Last week I wrote about my project to fill a sketchbook with lists, for a local show. Well, I have filled up my sketchbook but without a single list. Scrapped the whole idea after messing up a few pages with lists that I deemed “lame” and unworthy of hanging on a wall at the Columbia Art League.
I’ve completed the sketchbook way ahead of time, though, choosing to write about death, instead. I don’t see why I wouldn’t. Death is inevitable. Last week it came for a sweet, humble, warm-hearted artist here in our community, out of the blue and at the too young age of 64. He was a man who, because of his lovely nature, anyone who even barely knew him could call “friend.” Beloved by all, his death was unexpected and a blow.
So I’ve written about death–just my random thoughts, since I do ruminate on death quite a lot, anyway. At the same time I’ve made three happy paintings as an antidote to all the darkness. And I’m working on letting my heart fill back up, staying in the present, trying to focus on the moments when Miles is bouncy and lively, rather than when he’s struggling. I am working on accepting what is.
But the “what is” can be enormous and terrible, if I look beyond my own small life. “What is” includes suffering in many parts of the world and major disappointments here in the U.S. As to accepting all of that, I am baffled.
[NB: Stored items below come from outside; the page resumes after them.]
PR #1539, opened 2026-06-30
feat(kong): configure clear-stale-pid image

tao12345666333:

For the Kong distroless image, which does not include coreutils, meaning commands like `rm` cannot be used, this PR allows users to customize the clear-stale-pid image so that even if the Kong image is distroless, the process of cleaning up PIDs can still be completed normally.

  - fixes #

Related to https://github.com/Kong/kong/issues/6696

#### Checklist

### DIFF
--- a/charts/kong/values.yaml
+++ b/charts/kong/values.yaml
@@ -24,6 +24,16 @@ deployment:
       # Enable the init container which clears the stale PIDs from Kong's prefix directory.
       clearStalePid:
         enabled: true
+        # Image used by the clear-stale-pid init container. Defaults to the Kong image
+        # when unset.
+        image: {}
+          # repository: busybox
+          # tag: "1.36"
+          # pullPolicy: IfNotPresent
+        command:
+        - "rm"
+        - "-vrf"
+        - "$(KONG_PREFIX)/pids"
   # The number of old `ReplicaSet`s to retain.
   revisionHistoryLimit: 10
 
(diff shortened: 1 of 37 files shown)


charts/kong/values.yaml
```diff
@@ -24,6 +24,16 @@ deployment:
...
+        # Image used by the clear-stale-pid init container. Defaults to the Kong image
+        # when unset.
+        image: {}
+          # repository: busybox
+          # tag: "1.36"
+          # pullPolicy: IfNotPresent
+        command:
+        - "rm"
+        - "-vrf"
+        - "$(KONG_PREFIX)/pids"
```
pmalek, line 36: - I'd prefer if we didn't change this (unless necessary)
- Isn't `$()` the syntax for commands, e.g. `$(ls)` will contain the output of `ls` command? Variables should have the `${}`, right? For this reason, I'd leave this is as and if we actually need to change this, I'd track this separately.

pmalek (commented):
This change looks good to me, just 1 minor nit.

We can consider releasing a v4 with that image changed by default to busybox.

charts/kong/values.yaml
tao12345666333: In Kubernetes, we need to use `$()` for the variable to be expanded in the command or args field.

https://kubernetes.io/docs/tasks/inject-data-application/define-command-argument-container/#use-environment-variables-to-define-arguments

pmalek (approved):

tao12345666333:
> We can consider releasing a v4 with that image changed by default to busybox.

Good point! I'll merge this PR first, we can include this change when we plan to release v4.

I’m reminded of a line from the movie “Living Out Loud,” when Holly Hunter is watching the news on TV and says aloud, “What am I supposed to do with all of this information?”
What, indeed.
Today I took a walk from my house, down to the trail and back up again, while listening to a beautiful meditation. In my ear I heard, “How are you right now?” Well, right then I was looking at the beautiful early morning sunlight through the leaves, blue sky up above, and admittedly I felt lucky. Sometimes I find it hard to hold onto those moments, but again and again I will be asking myself, “How are you right now?” Right now I am fine.
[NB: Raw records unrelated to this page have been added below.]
PR #1630, opened 2026-05-14
fix: validate API key before terminal init to prevent garbled output

duanchao-lab:
When the API key was missing, run_tui would initialize the terminal (alternate screen, raw mode, Kitty keyboard protocol, mouse capture) and then bail at DeepSeekClient::new(config)?, skipping the cleanup code. This left escape sequences in stdout, rendering as garbled text.

Two changes:
- Pre-validate the API key in run_interactive() before calling run_tui(), so the error message prints cleanly without entering terminal mode.
- Add a TerminalCleanupGuard (RAII) inside run_tui() as a safety net: if any other early ?-return occurs after terminal init, the guard restores raw mode, alternate screen, mouse capture, and keyboard flags on drop.

## Testing

## Checklist

### DIFF
--- a/crates/tui/src/main.rs
+++ b/crates/tui/src/main.rs
@@ -4326,6 +4326,12 @@ async fn run_interactive(
         ),
     }
 
+    // Pre-validate the API key *before* entering the TUI (which switches
+    // into alternate screen / raw mode). Failing after terminal init would
+    // leave escape-sequence garbage on the user's screen.  Self-hosted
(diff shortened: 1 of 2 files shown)


Hmbown:
Thanks for sending this. The safe part of the idea - restoring terminal state when startup exits early - has now landed on main through #1647, with credit in the commit/changelog. I did not merge this PR as-is because the unconditional API-key prevalidation would bypass some provider-aware onboarding paths, but the cleanup guard itself is included for v0.8.38.

PR #1631, opened 2026-05-14
feat(ci): auto-update Homebrew tap formula on release

### LINKED ISSUE #1602: [Feature Request] DeepSeek-TUI Homebrew Tap 应该自动更新
DeepSeek-TUI Homebrew Tap 应该自动更新。目前看上去是手工更新的内容，会导致目前 Homebrew Tap 版本落后于主线版本。或者是有其他的发布规则，如果存在需要单独声明

Oliver-ZPLiu:
## Summary

Automatically update the Homebrew tap formula at [Hmbown/homebrew-deepseek-tui](https://github.com/Hmbown/homebrew-deepseek-tui) after every release, so `brew install` always fetches the latest version instead of a stale one.

Closes #1602.

## Changes

- **New** `.github/scripts/update-homebrew-tap.sh` — parses SHA256 hashes from the release checksum manifest, generates `deepseek-tui.rb`, and pushes to the tap repo. Skips cleanly (exit 0) when no tap token is configured.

“Emotions are like waves. Watch them disappear in the distance on the vast calm ocean.” ― Ram Dass, Be Here Now
“Instead of forcing yourself to feel positive, allow yourself to be present in the now.” ― Daniel Mangena, Stepping Beyond Intention
“Think about every good thing in your life right now. Free yourself of worrying. Let go of the anxiety, breathe. Stay positive, all is well.” ― Germany Kent
If you’re looking for my cards or art, you’ll find all of that on my website. If you enjoy these letters, feel free to forward this one to anyone you think might like it. And if someone forwarded this one to you, you can sign up here to receive the letters right in your Inbox. Finally, you’ll find past letters and poems here.
Thanks for listening,
Kay
P.S. MerryThoughts is the name of my first book, out of print at the moment. The word is a British one, referring both to a wishbone and to the ritual of breaking the wishbone with the intention of either having a wish granted or being the one who marries first, thus the “merry thoughts.”